Realistic success rate targets for production: 90%+ first-attempt success on moderately protected sites with residential proxies. Below 85%, the retry overhead becomes operationally expensive. Below 75%, you should evaluate whether the proxy type matches the target's protection level.

How Pool Size and Diversity Affect Benchmarks

Advertised pool size and actual available pool size are different numbers. A provider claiming 50 million residential IPs might have 50 million IPs in their total network, but only 2 million are online and available at any given moment. The number that matters for your benchmark is how many unique IPs you actually receive during testing.

Measure effective pool size by tracking unique IPs across your benchmark requests. In 10,000 requests with random rotation, how many unique IPs appeared? If you see 8,000 unique IPs, the effective pool depth for your configuration is at least 8,000, likely much larger since random sampling does not exhaust the pool. If you see only 500 unique IPs across 10,000 requests, the pool is shallow regardless of what the provider advertises.

Pool diversity matters as much as pool size. 10,000 IPs from a single ISP in one city are less effective than 5,000 IPs spread across 50 ISPs in 20 cities. Anti-bot systems track traffic patterns at the subnet and ASN level. A flood of requests from one ASN is suspicious even if individual IPs are unique. Measure the number of unique subnets (/24 blocks) and ASNs in your benchmark to assess diversity.

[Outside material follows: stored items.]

PR #1020, opened 2021-09-06
Categorical color_key for 2D (not stacked) aggregates

thuydotm:
This PR adds color key support for 2D categorical data arrays. The approach is similar to the 3D case. The RGB channels are computed by the colors in the provided `color_key`. The A channel is fixed as the given `alpha` value for all categories specified in the `color_key`, and to zero otherwise.


ianthomas23:
@thuydotm Now that the CI is fixed, you can rebase this on master and hopefully the tests will pass.

thuydotm:
Thanks @ianthomas23, I've rebased on master. Let's see if the tests pass.

jbednar (approved):
Thanks, and sorry for the long delay in getting the tests running! The code here looks reasonable to me and does seem useful. I'll need to expand the descriptions of 2D and 3D categorical aggregates in the docs after merging this, but because of this being a fork, I won't do it in place. I think people will need more explanation of what a 3D categorical is (i.e., a stack of separate values by category that can be mixed to get a final color) and what a 2D categorical is (a single category per pixel, with no mixing). 

Can you please provide an example in your "Colormapping 2D categorical data" section that demonstrates the support for non-1.0 alpha?  I see that in the code, but am not sure how to get that when the aggregate can have only a single value to denote the category.

thuydotm:
Thanks for the comments, I'll update the PR and let you know!

thuydotm:
Thanks for mentioning how alpha channel is computed. I updated the docs and made changes to the alpha calculation. There's no mixing in a 2D categorical array so the A channel should always be fixed as the given `alpha` value for all categories specified in the `color_key`, and to zero otherwise.

PR #1024, opened 2021-10-16
MapboxTilesRenderer

hokieg3n1us:
Implement MapboxTilesRenderer, which adds support for outputting TMS tilesets as a mbtiles file (a SQLite database following the [MBTiles 1.3 schema](https://github.com/mapbox/mbtiles-spec/blob/master/1.3/spec.md). This file can then be easily used in GIS clients, such as QGIS, though the primary motivation was creating an output format that could easily be used by GeoServer (using the MBTiles community extension). 

Example using data from ACLED (Armed Conflict Location & Event Data):

```
import dask.dataframe
import datashader
from datashader.tiles import render_tiles
from datashader.utils import lnglat_to_meters

import colorcet


def _get_extents():
    return df.x.min().compute(), df.y.min().compute(), df.x.max().compute(), df.y.max().compute()


def _load_data_func(x_range, y_range):
    return df.loc[df.x.between(*x_range) & df.y.between(*y_range)]


def _rasterize_func(df, x_range, y_range, height, width):
    cvs = datashader.Canvas(x_range=x_range, y_range=y_range,
                            plot_height=height, plot_width=width)
    return agg


def _shader_func(agg, span=None):
    img = datashader.tf.dynspread(datashader.tf.shade(agg, cmap=colorcet.fire))
    return img


# Can be utilized to customize image with watermark, etc.
def _post_render_func(img, **kwargs):
    return img


if __name__ == '__main__':
    df = dask.dataframe.read_csv('ACLED.csv', usecols=['longitude', 'latitude']).persist()

    # Coordinates should be in Mercator format.
    df['x'], df['y'] = lnglat_to_meters(df['longitude'], df['latitude'])

    df.drop(['longitude', 'latitude'], axis=1)

    min_zoom = 0
    max_zoom = 8
    output_path = 'output/ACLED.mbtiles'

    render_tiles(_get_extents(),
                 range(min_zoom, max_zoom + 1),
                 load_data_func=_load_data_func,
                 rasterize_func=_rasterize_func,
                 shader_func=_shader_func,
                 post_render_func=_post_render_func,
                 output_path=output_path, num_workers=4)
```

[ACLED.mbtiles](https://github.com/hokieg3n1us/datashader_output/blob/main/ACLED.mbtiles) loaded into QGIS:

image

The render_tiles function now has two big changes to it's behavior. 

1. It validates the output_path immediately. If the output_path is a directory, it will create it. If it's a file path that ends with mbtiles, it'll create the directory structure, then setup the tables & metadata. This should only be done a single time, so it's functionality is exposed by a static method in the MapboxTilesRenderer.
2. It exposes the num_workers used by the Dask Bag, so that the SQLite file doesn't lock due to extremely high concurrency.


hokieg3n1us:
Included an additional capability for out-of-core processing. An optional parameter, local_cache_path, can be provided. If provided, the aggregates generated by Datashader for the super tiles will be persisted to that local cache as a NetCDF file, instead of keeping all these intermediate results in memory. These aggregates will then be individually loaded by Dask workers to generate the individual tiles.  This allows tile generation for larger datasets at much higher zoom levels, being only dependent on your disk space.

PR #9403, opened 2026-06-24
Add node_addon_api 8.8.0

BYVoid:
## node_addon_api 8.8.0

Adds [node-addon-api](https://github.com/nodejs/node-addon-api) — the header-only C++ wrapper over Node-API (N-API), providing `Napi::` classes such as `Napi::Object`, `Napi::Function`, and `Napi::AsyncWorker` instead of the raw C API.

### Source

The archive is the official npm tarball (`registry.npmjs.org`). node-addon-api is not published as a GitHub release archive, so this uses the npm registry URL. The package is header-only; a BUILD file is supplied via `source.json` `overlay`.

> Because the npm registry URL is not a GitHub release archive, the `unstable_url` check does not apply here:
>

### Node headers

node-addon-api's headers (`napi.h` / `napi-inl.h`) `#include <node_api.h>`, which is part of the Node C headers rather than this package. Those are provided cross-platform by the consumer's **active Node toolchain** through rules_nodejs:

```starlark
deps = ["@rules_nodejs//nodejs/headers:current_node_cc_headers"]
```

`current_node_cc_headers` resolves the Node toolchain and forwards its headers `CcInfo`, so consumers don't need to hardcode a platform-specific repo. The one requirement is that the root module opt in to header output:

```starlark
node = use_extension("@rules_nodejs//nodejs:extensions.bzl", "node")
node.toolchain(include_headers = True)
```

The published module itself depends only on `rules_cc` and `rules_nodejs`.

### Usage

Pool freshness is the hidden dimension. IPs that have been in the proxy pool for months accumulate reputation damage across target sites. Fresh IPs that recently joined the pool carry clean reputations. Some providers actively rotate their pool, retiring damaged IPs and onboarding fresh ones. You can indirectly measure this by tracking whether your success rate improves or degrades when the provider expands their pool. Fresh IPs improve aggregate success rates.

Time-of-Day and Day-of-Week Performance Variation

Proxy performance is not constant throughout the day. Both the proxy infrastructure and target sites experience load patterns that create predictable performance windows. A benchmark that runs only during off-peak hours produces optimistic results that will not hold during your production peak.

Proxy-side variation: Shared proxy pools experience higher contention during business hours in major markets. A US residential pool is busiest between 9 AM and 6 PM Eastern Time, when the most users are competing for IPs. During these windows, IP assignment may be slower, less-optimal IPs may be served as premium IPs are claimed by other users, and gateway processing latency may increase under load. Weekend and nighttime performance typically improves as contention drops.

Target-side variation: Target websites also have peak hours. E-commerce sites are slowest during lunch hours and evening shopping peaks. Their servers respond slower, their CDNs are under heavier load, and their anti-bot systems may become more aggressive during traffic spikes. A proxy benchmark against an e-commerce target at 3 AM will show faster response times and higher success rates than the same test at 7 PM.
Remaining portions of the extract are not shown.